The share of fabric in Thailand’s total textile imports climbed to 56.44 percent in the first quarter of 2026, up from 54.99 percent a year earlier and 51.40 percent in 2023. In contrast, the share of fiber imports declined to 12.91 percent, down from 14.80 percent in the first quarter of 2025 and 18.06 percent in 2023. This changing composition suggests that Thai manufacturers are increasingly focusing on sourcing intermediary materials that can be converted into higher-value apparel, reinforcing the country's evolving role as a downstream manufacturing hub within regional supply chains.

Conversely, Thailand’s textile export sector is facing steeper challenges. Textile shipments declined by 8.7 percent year-on-year to $591.50 million in the first quarter of 2026, down from $648.01 million the previous year. This sharper decline in exports compared to imports indicates that international demand remains sluggish, even as domestic processing activity remains relatively active.

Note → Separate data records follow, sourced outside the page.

PR #890, opened 2019-01-13
Added React-based components for Reporting bounded context

beatfactor:
Depends on #887 and #889.

This PR adds VolunteersReporting React-based frontend. It is using for now a fake Node.js API server as the backend (which is also used for end-to-end tests).

It has support for writing end-to-end tests, however tests will need to be written.


karolikl:
We'll need to reconfigure the front-end builds in VSTS, the current configuration will keep on failing as it's trying to pull in a bunch of Angular packages. 

@beatfactor, could we look at the build configuration together during the codeathon?

beatfactor:
Yes, I need to get the latest from master in this branch and then I think it should be ok. I'll try and add Dockerfiles but at this point they wont do much besides linting

beatfactor:
@karolikl is the travis build still needed, if we have Azure Pipelines?

PR #892, opened 2019-01-14
Enable multiple tenants for dev setups + Add initial NotificationGateway BC + cross BC event passing

jakhog:
These changes add three other tenants to the configuration for Docker Compose and Kubernetes (running in the dev-cluster). The tenant is set by the sub-domain of the request. So navigating to either URLs like:
- admin.*
- country_one.*
- country_two.*
Will get you into three different tenants, simulating multiple deployments.


jakhog:
Ooops 🙈 Pushed some other changes to my master, and forgot about this PR. It now contains a lot more than originally planned.

jakhog:
So, in addition to the original PR contents, these changes now also contain an initial version of the NotificationGateway bounded context.

This BC contains only a single command to simulate the reception of an SMS, which triggers the `TextMessageReceived` event. It has a very simple GUI setup to "receive" and SMS, and show all previous SMSes.

Also, the VolunterReporting BC have been set up to subscribe to this event, and has gotten an EventProcessor that simply writes warnings to the log that this event should be processed.

jakhog:
The purpose of the NotificationGateway code as it stands now, was to showcase how inter-BC events work (and that they work), provide a framework for the work on the Gateway at the upcoming Codeathon, and lastly to provide a simple method to do end-to-end testing of the system in the dev cluster without setting it up with the SMSeagles and using actual phones.

Automated Docker builds will be set up once the PR is merged, and then it will also be deployed to the dev-cluster.

PR #899, opened 2019-01-16
Merge 'VolunteerReporting' and 'UserManagement' backends into 'Reporting'

### LINKED ISSUE #896: Merge Volunteer Reporting and User Management backends
They will form the new Bounded Context 'Reporting'

woksin:
The main work of migrating the VolunteerReporting and UserManagement backends over to the new Reporting bounded context should be done with this PR. This is basically just a copy paste in addition to changing some names and making it fit a 'Module' based feature system.

Though the hard work, in my opinion, still stands - moving the frontends over...

I think that it's important that we manage to get this in by the Codeathon because the work that we're going to do on 'Reporting' now should be done in this new bounded context so that we don't need to move parts over again.

Since this is basically is a copy/paste we might stumble over things to improve, most likely. There is, for example, a lot of improvements we can do on the read models in terms of simplifications and performance improvements.

@jakhog After we've pulled this in we need to set up the deployment steps for this BC as well as including it in our CI

fixes #896


beatfactor:
would it be possible to squash the commits?

woksin:
Waiting for @jakhog to finish this up

Issue #834, opened 2018-10-01
Split incoming case reports into cases


Velcrow81:
Add policy that listens for Case report recieved
Create aggregate root called Case
Emit event Case registered
Create read model for cases and add case to this

Ask Velcrow81 or Aninek when you have questions

Velcrow81:
Overview of alert events
https://realtimeboard.com/welcomeonboard/PnBU5ceLe67kUqNSNJi2nxwO3U70g6vtbMCfSyNLcnaMyeoU8WBABDxigjZFgIWv

PR #914, opened 2019-01-18
Handle report received

bullmastiffo:
Implements splitting CaseReport into separate Cases #834


bullmastiffo:
> The name of the projects in the bounded context solution should not be prefixed by the BC name. So `Alerts.Concepts` -> `Concepts`, and `Alerts.Events` -> `Events`.
> 
> Also, the guid of the `Events.CaseReports.CaseReportReceived` was changed. Which means that it is a whole new event, so we can't do that.

@jakhog Thanks, I've addressed the issues, please have a look

Issue #926, opened 2019-01-19
MVP Backend: Send notification to data owner when alert is triggered


mfredbo:
Once an alarm is triggered, send a notification to the Data owner on e-mail.

For now, the content in the email should be hard coded. The intention is that at least the data owner will get a notification in their mailbox.

Issue #923, opened 2019-01-19
MVP Frontend + UI: Make a page where all the alert rules are listed


mfredbo:
**Description**
This page should include a list off all registered alert rules. It should also be possible to open an alert rule and look at it.

Editing and deleting alert rules will be a feature implemented later on.

gryha:
Here's the link to user interface in UXpin: https://preview.uxpin.com/cdf72b60c80d94cf32507cadfaa0b1888f3d66f2#/pages/101874840

Issue #920, opened 2019-01-19
MVP Backend - An alert rule is triggered based on one case registered


mfredbo:
**MVP - Alert rule is triggered**
Once one _case is registered_ (on one health risk), I want an alarm to be triggered. This is backend.

This is the MVP.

Fabric remains Thailand's largest export category, contributing 40.05 percent of total exports, followed closely by fiber at 39.63 percent. With fiber exports totaling $234.41 million—nearly matching fabric exports of $236.87 million—Thailand maintains significant strength in upstream materials despite the subdued global market. Consequently, the country’s textile trade surplus narrowed to $28.94 million for the quarter, down from $42.54 million in the first quarter of 2025. This shrinking surplus highlights the pressure on export-oriented producers in an environment of constrained international demand. Ultimately, these trends point to a Thai textile sector that is becoming increasingly dependent on imported intermediary goods to support value-added manufacturing while navigating a difficult global export climate.